## TASK TO COMPLETE
The required answer is each line in the entries below where "Sequence" occurs.

## RECORDED DATA
Issue #72, opened 2022-08-03
Programmatically add sections to model card


merveenoyan:
Currently `add` only supports injecting values to already existing sections in a template, meanwhile add_plot can append new sections at the end of the model card and write plots. `add` should also support adding sections and subsections to the model card, without appending if possible. e.g. for default template, if user wants to add a subsection to training procedure (which is in the middle of the card) they should be able to do that without modifying the template themselves.

adrinjalali:
We could also document how users can do this by adding markdown markers. As in, if the user adds this as the content of a section:

```
this is the main content.

## Subsection

this is the subsection content.
```

it will be rendered as a subsection.

rushic24:
Can anyone assign this to me

BenjaminBossan:
@rushic24 Before working on this, let's first discuss how to actually implement this feature, as it's not trivial. If you already have an idea, please describe it here.

E-Aho:
Is it neccesary for `add` to take multiple sections at a time? 

If not, we could refactor the method to take in a single section at a time, and add an optional "parent" parameter, that would allow a workflow like:

1) If section in template, add as normal
2) If parent is none, add at end 
3) If parent, add under parent

This would need a bit of a refactor for the render method and the way `self._template_sections` stores sections, but should be intuitive for the user

BenjaminBossan:
> Is it neccesary for `add` to take multiple sections at a time?

I wouldn't change it, honestly, as I believe it's quite useful as is.

Perhaps there is a way, however, to keep it and still add the feature. OTOH:

```python
card = Card(...)
card.add({
    "Model description/Training Procedure/New section": "some text",
})
```

where "Model description" and "Training Procedure" are existing sections and "New section" is added as a subsection. This still leaves a few open questions, but it's maybe worth exploring.

Going from API to implementation, this is the bigger concern for me though. I don't think the current way we handle model cards lends itself well for this type of dynamic additions. Trying to insert sections with regex looks too brittle to me. I couldn't yet come up with a good solution that works with the current model card implementation.

rushic24:
Instead of string we can enable markdown rendering for card values
like

```
card = Card(...)
card.add({
    "Model description/Training Procedure/New section": """
    
    # Test
    sdjksdksdjsjks
    ## Subsection
    """,
})
```

BenjaminBossan:
> Instead of string we can enable markdown rendering for card values

Maybe I don't quite understand your suggestion, but your example should already work right now.

[...]

PR #203, opened 2022-10-25
Alternative Card implementation

BenjaminBossan:
This is an RFC for a suggested solution for the issues discussed on #72

## Description

The proposed model card implementation would allow to dynamically add sections or overwrite them.

This is not a complete implementation but already covers most of the features we already have and then some.

On top of these features, it would be possible to add more features like creating a default `Card` with placeholders, just like the existing template, or the possibility to delete existing sections or to retrieve the result of a certain section.

## Implementation

The underlying data structure consists of a dict and a `Section` `dataclass`.

All data is stored in a `_data` attribute with the type `dict[str, Section]`. The `dataclass` hold the section contents, i.e. the section title, the section content, and subsections, which again have the same type. It's thus recursive data structure (basically a tree). Section title and dict key are identical, which is mostly for convenience.

With this refactor, there are no separate data containers anymore for eval results, template sections, extra sections, etc. They are all treated the same.

IMHO, this greatly simplifies the code overall. The only complex function that's left is the one needed to traverse the tree holding the data, and even that is just 14 LOC.

## Demo

**updated**

To see how the new class can be used, take a look at the main function. The resulting Card can be seen here:

https://huggingface.co/skops-ci/hf_hub_example-e02eee42-5c99-4924-879e-95a20d795d49

The README file looks like this:

https://huggingface.co/skops-ci/hf_hub_example-e02eee42-5c99-4924-879e-95a20d795d49/raw/main/README.md


BenjaminBossan:
RFC @skops-dev/maintainers @E-Aho 

Don't hesitate to tell me if you think this totally sucks ;)

skops/card/_card_alternative.py
```diff
@@ -0,0 +1,361 @@
...
+        # add a placeholder for figures
+        card.add(Plots="")
+
+        # add arbitrary sections, overwrite them, etc.
+        card.add(hi="howdy")
+        card.add(**{"parent section/child section": "child content"})
+        card.add(**{"foo": "bar", "spam": "eggs"})
+        # change content of "hi" section
+        card.add(**{"hi/german": "guten tag", "hi/french": "salut"})
+        card.add(**{"very/deeply/nested/section": "but why?"})
```
E-Aho, line 317: Love this usage pattern ❤️ feels much easier to add to programatically

skops/card/_card_alternative.py
```diff
@@ -0,0 +1,361 @@
...
+        raise NotImplementedError
+
+    def __init__(
+        self, model, model_diagram: bool = True, metadata: CardData | None = None
+    ):
+        self.model = model
+        self.model_diagram = model_diagram
+        self.metadata = metadata or CardData()
+
+        self._data: dict[str, Section] = {}
```
E-Aho, line 64: One thought: Might be worth using an `OrderedDict` for this (and for the `subsections` field in the `Section` class.)

That way it would allow us to have more control over the ordering of the output. I know that as of 3.7, the order of the keys in a `dict` is just the order of insertion, but it might be nice to offer users the ability to insert between existing sections.

skops/card/_card_alternative.py
```diff
@@ -0,0 +1,361 @@
...
+            section = TableSection(table=val, folded=folded)
+            self._add_single(key, section)
+        return self
+
+    def add_metrics(self, **kwargs: int | float) -> "Card":
+        self._metrics.update(kwargs)
+        self._add_metrics(self._metrics)
+        return self
+
+    def _add_metrics(self, metrics: dict[str, float | int]) -> None:
```
E-Aho, line 154: One thought I had (feel free to challenge me or tell me it's a bad idea):

If we have a lot of these helper `_add_...` sections, it might be nice to split this class into two classes, one with the core functionality methods (e.g `_strip_blank` or __repr__`) and a subclass with the default formatting/helper functions, which a user might want to tweak themselves.

That way, it would be a lot easier for a user to make their *own* `MyCard` class that has different formatting/ extra methods for their own models, similar to how they might create their own template in the old .md world.

E-Aho (commented):
Overall I think this is great! In my opinion it looks like it would be a lot more flexible than using .md templates.

I had a couple things I thought might be nice additions, but overall I really like this implementation :)

skops/card/_card_alternative.py
adrinjalali: Do we need to support that? I see it as "the card is rendered in the order you're adding things" kinda API, especially since we don't expose this `_data` to the users as a public API.

skops/card/_card_alternative.py
```diff
@@ -0,0 +1,361 @@
...
+
+
+class Formattable(Protocol):
+    def format(self) -> str:
+        ...
+
+
+class Card:
+    @classmethod
+    def make_default(
```
adrinjalali, line 51: when is this called? In the constructor? We should have something which adds all the missing recommended sections by default.

skops/card/_card_alternative.py
```diff
@@ -0,0 +1,361 @@
...
+    ):
+        self.model = model
+        self.model_diagram = model_diagram
+        self.metadata = metadata or CardData()
+
+        self._data: dict[str, Section] = {}
+        self._metrics: dict[str, float | int] = {}
+        self._reset()
+
+    def _reset(self) -> None:
```
adrinjalali, line 68: from the code I don't see a _reset_ happening here. As in, nothing seems to be cleared.

skops/card/_card_alternative.py
BenjaminBossan: Yes, one weakness of the chosen data structure is that it's hard to change the order of sections once they are created. However, I'm not sure how much `OrderedDict` would help. I haven't used it in quite a while, but from the docs, the only additional methods it seems to have are `move_to_end` and `popitem(last=...)`, both of which don't help that much? Ideally, we would have something like:

```python
card = Card(...)
card.add(section_a="content a", section_c="content c")
card.insert(section_b="content b", after="section_a")
```

or something. Not sure if that's easier to implement with `OrderedDict` than with normal dicts.

Alternatively, we could implement the underlying tree as a nested list, which gives us more flexibility to modify the order:

```
>>> card._data
[
  ("section_a", "content a"),
  ("section_b", [
    "content b",
    ("section_b0", "content_b0"),
    ("section_b1", "content_b1"),
  ],
  ...,
]
```

The disadvantage is that selecting items will be more difficult an inefficient.

skops/card/_card_alternative.py
adrinjalali: I think instead of that they can pass something `Formatable` to `add`, and that's much easier to implement for them, isn't it?

adrinjalali (commented):
I quite like the idea. I wonder how much work it'd be to load an `.md` file back to this object.

skops/card/_card_alternative.py
BenjaminBossan: > That way, it would be a lot easier for a user to make their own MyCard class that has different formatting/ extra methods for their own models, similar to how they might create their own template in the old .md world.

Let me try to understand this better. Right now, if a user would like to make small modifications to the existing templates, I think this can be easily accommodated with the added dynamism of the new class. If they want to have a new default template that they can share with others, it's not easily possible, they would have to share the code (a script) that generates this new template.

What you suggest is that it should be possible to create a subclass of `Card` that starts with the new default. I like the idea. If that requires to split the class, I'm not sure, since pre-filling the card is not implemented yet (this is what I hoped to achieve with the `make_default` class method). If splitting makes it easier for the user, then I'm all for it, I would have to see it in action.

Another issue is if we want to enable completely different output formats. Just as an example, what if a user wants to create an `rst` or `org` file instead of `md`, or another `md` flavor? Right now, the `md` format is hard-coded. If we could split the class so that the "formatting engine" is decoupled, it would be a nice gain. But maybe we'll just never support other formats and users have to use `pandoc` or similar tools to achieve this.

skops/card/_card_alternative.py
BenjaminBossan: The idea is that if we want to have a model card with the defaults pre-filled as they currently are, we would call `card = Card.make_default(...)`. Of course, that would be bc breaking if `__init__` doesn't pre-fill. It's more intuitive IMO for `__init__` to create an empty card and for pre-filled ones to use class methods, but we can also change that.

skops/card/_card_alternative.py
BenjaminBossan: Ah yes, it's not used yet. The idea is that if I override, say, the model, we can internally call `reset` and more sure that everything that relates to the change is updated.

skops/card/_card_alternative.py
E-Aho: > Do we need to support that? I see it as "the card is rendered in the order you're adding things" kinda API, especially since we don't expose this _data to the users as a public API.

I think it would be fine to not support changing ordering for an MVP, but it would be at least a nice-to-have down the road imo. Especially if the default `Card` class users handle has a fixed order for the defaults. Users might want to insert things between other sections.

E-Aho: > The disadvantage is that selecting items will be more difficult an inefficient.

I may have been remembering the abilities of OrderedDicts with rose tinted glasses... 
Another alternative that might be a little simpler would be to hold a `subsection_order` attribute in each `Section` that is just a list with the names of children, and renders them in that order.

So if we rendered, as above:
```
("section_b", [
    "content b",
    ("section_b0", "content_b0"),
    ("section_b1", "content_b1"),
  ],
)
```
Section b would just have an attribute like `[__content__, section_b0, section_b1]`

We could implement ease-of-use things like support for `.add(..., after="foo")` as above as well

On efficiency, while it's always good to think about, I don't think we need to get too deep into optimizations with something like this. I'd be very surprised if anyone had even 30 sections total, and at that kind of scale it's not really a limitation imo.

adrinjalali: > The disadvantage is that selecting items will be more difficult an inefficient.

We can always implement `__getitem__`.

BenjaminBossan: > Another alternative that might be a little simpler would be to hold a subsection_order attribute in each Section that is just a list with the names of children, and renders them in that order.

This would be a kind of index. I think if possible, we should avoid it so that we don't leave room for possible bugs where the content and the "index" are out of sync.

> On efficiency, while it's always good to think about, I don't think we need to get too deep into optimizations with something like this.

Probably you're right, the main concern should be usability and simple code. But you never know how users can surprise you. In skorch, we ran into an issue because a user was training a neural net for tens of thousands of epochs, which we didn't expect...

> We can always implement `__getitem__`.

Yes, I thought about that, it just feels "wrong" to have that method when the access is O(n) and not O(1).

skops/card/_card_alternative.py
merveenoyan: is this going to simply erase README.md as it's still what we use to version models and create a new one? just to make sure we're on same page.

skops/card/_card_alternative.py
merveenoyan: I feel like nested list is a bit overkill (and selection should be less efficient as you said). I'm in favor of implementation as is with a regular dict.

merveenoyan (commented):
For very basic details I'm in favor of keeping this PR as is and not changing any data structures as it looks quite simple. It was quite overwhelming to catch up with this and review though, I will never take time off from work or go to far east again 😂😂

skops/card/_card_alternative.py
BenjaminBossan: No, this will not erase the `README.md`. The intent was just that if a user re-assigns the `model`, in the setter, we can call `self._reset()` and every part of the model card that needs updating will be updated. I will do the proper implementation once #205 is merged, I hope it becomes more obvious then.

merveenoyan: I feel like it makes sense to update the parts that weren't previously written by the user (hyperparameters, plot and so on) it was a pain point with `modelcards` as well.

adrinjalali (commented):
I didn't dig deep into everything here, but overall it looks great. Genrally:

- I think quite a few of the private methods could use a docstring to make it more clear what they do.
- The tests are changed quite a bit. I can't tell which ones are improvements to existing tests and which ones are due to breaking changes. I don't mind breaking changes when it comes to the rendered doc as a result of this PR, but it'd be nice to have a rather small-ish change in the tests compared to what we have now.
- It's not clear to me what the user can do when they `select` a section, and why they'd do that.

skops/card/_model_card.py
```diff
@@ -162,13 +189,106 @@ def metadata_from_config(config_path: Union[str, Path]) -> CardData:
     return card_data
 
 
+def split_subsection_names(key: str) -> list[str]:
```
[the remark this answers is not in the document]
BenjaminBossan: Yes, I think it should be possible somehow, probably involving non-capturing groups (`(?:...)`) where we somehow discard `"\\/"` and only keep `"/"`. But I couldn't get to work with split after some trying. I feel like the regex solution would be more complicated in the end.

skops/card/_model_card.py
```diff
@@ -215,19 +331,22 @@ class Card:
...
+    >>> model_card = Card(model)
     >>> model_card.metadata.license = "mit"
     >>> y_pred = model.predict(X)
     >>> model_card.add_metrics(**{
     ...     "accuracy": accuracy_score(y, y_pred),
     ...     "f1 score": f1_score(y, y_pred, average="micro"),
     ... })
     Card(
-      model=LogisticRegression(random_state=0, solver='liblinear'),
+      model=LogisticRegression(random_state=0, solver='liblinear')
```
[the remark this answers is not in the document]
BenjaminBossan: yeah, no good reason :)

skops/card/_model_card.py
```diff
@@ -239,49 +358,295 @@ class Card:
     >>> tmp_path = Path(tempfile.mkdtemp(prefix="skops-"))
     >>> disp.figure_.savefig(tmp_path / "confusion_matrix.png")
     ...
-    >>> model_card.add_plot(confusion_matrix="confusion_matrix.png")
+    >>> model_card.add_plot(**{
+    ...     "Model description/Confusion Matrix": tmp_path / "confusion_matrix.png"
+    ... })
+    Card(
```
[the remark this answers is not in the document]
BenjaminBossan: right, it's kinda noisy

skops/card/_model_card.py
```diff
@@ -239,49 +358,295 @@ class Card:
...
-        for section, value in kwargs.items():
-            self._template_sections[section] = value
+        for key, val in kwargs.items():
+            self._add_single(key, val)
         return self
 
-    def add_plot(self, folded=False, **kwargs: str) -> "Card":
+    def _select(
+        self, subsection_names: Sequence[str], create: bool = True
+    ) -> dict[str, Section]:
```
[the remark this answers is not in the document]
BenjaminBossan: :+1:

skops/card/_model_card.py
```diff
@@ -239,49 +358,295 @@ class Card:
...
+            *subsection_names, leaf_node_name = key
+
+        if not leaf_node_name:
+            msg = f"Section name cannot be empty but got '{key}'"
+            raise KeyError(msg)
+
+        parent_section = self._select(subsection_names, create=False)
+        return parent_section[leaf_node_name]
+
+    def delete(self, key: str | Sequence[str]) -> None:
```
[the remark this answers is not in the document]
BenjaminBossan: See response elsewhere.

BenjaminBossan (commented):
> I think quite a few of the private methods could use a docstring to make it more clear what they do.

Yeah, I focused on public methods, will add docstrings to the private ones too.

> The tests are changed quite a bit. I can't tell which ones are improvements to existing tests and which ones are due to breaking changes. I don't mind breaking changes when it comes to the rendered doc as a result of this PR, but it'd be nice to have a rather small-ish change in the tests compared to what we have now.

None of the changes are breaking, except that we don't automatically put some stuff in specific sections anymore, instead giving users the control over the sections. In a previous version of this PR, I even had a test that showed that old and new implementation provide identical results:

https://github.com/BenjaminBossan/skops/blob/e7a2ae3e0e56738423962df53dd4535a11da33ea/skops/card/tests/test_card_alternative.py#L828-L958

However, as we decided to replace the old implementation, the test also had to go.

Regarding how the tests are changed, they test for the most part exactly what has been tested before, but they are more strict. Let's illustrate with an example. Below is the old test for adding a plot:

```python
def test_add_plot(destination_path, model_card):
    plt.plot([4, 5, 6, 7])
    plt.savefig(Path(destination_path) / "fig1.png")
    model_card = model_card.add_plot(fig1="fig1.png").render()
    assert "![fig1](fig1.png)" in model_card
```

Here is the new test:

```python
def test_add_plot(destination_path, model_card):
    plt.plot([4, 5, 6, 7])
    plt.savefig(Path(destination_path) / "fig1.png")
    model_card = model_card.add_plot(fig1="fig1.png")
    plot_content = model_card.select("fig1").content.format()
    assert plot_content == "![fig1](fig1.png)"
```

As you can see, they are fairly similar. However, the old test would succeed if _anywhere_ in the model card, there is a string `"fig1"`. The new test specifically tests that this string is in the section we indicated. A similar pattern can be observed with the other tests.

I know that the diff view does not really help in identifying these changes, maybe it's better to put old and new tests side-by-side and going from top to bottom.

> It's not clear to me what the user can do when they select a section, and why they'd do that.

The main reason I added `select` and `delete` was to be complete, so if a user wants to change or delete a section, they get the possibility (allowing all CRUD operations basically).

E.g. select allows you to do stuff like:

```python
card = Card(...)
card.add_plot(**{"Plots/My awesome plot": "myfig.png"})
pl = card.select("Plots/My awesome plot")
pl.title = "My new title"
```

and it will be reflected in the model card. Without select, you'd need to recreate the whole section. In effect, this means that building the model card as a whole can be a lot more interactive, leaving room for mistakes and fixing them.

Another benefit of `select` is that we can use it for testing more precisely (see comment above).

I will address some of your minor comments and then provide a new update once the permutation importances and model loading from str are merged, to integrate those features as well.

examples/plot_model_card.py
```diff
@@ -160,8 +165,8 @@
 model_card.add_table(
     folded=True,
     **{
-        "Hyperparameter search results": cv_results,
-        "Classification report": clf_report,
+        "Model description/Evaluation Results/Hyperparameter search results": cv_results,
+        "Model description/Evaluation Results/Classification report": clf_report,
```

## REPLY
+        self, subsection_names: Sequence[str], create: bool = True
+    def delete(self, key: str | Sequence[str]) -> None:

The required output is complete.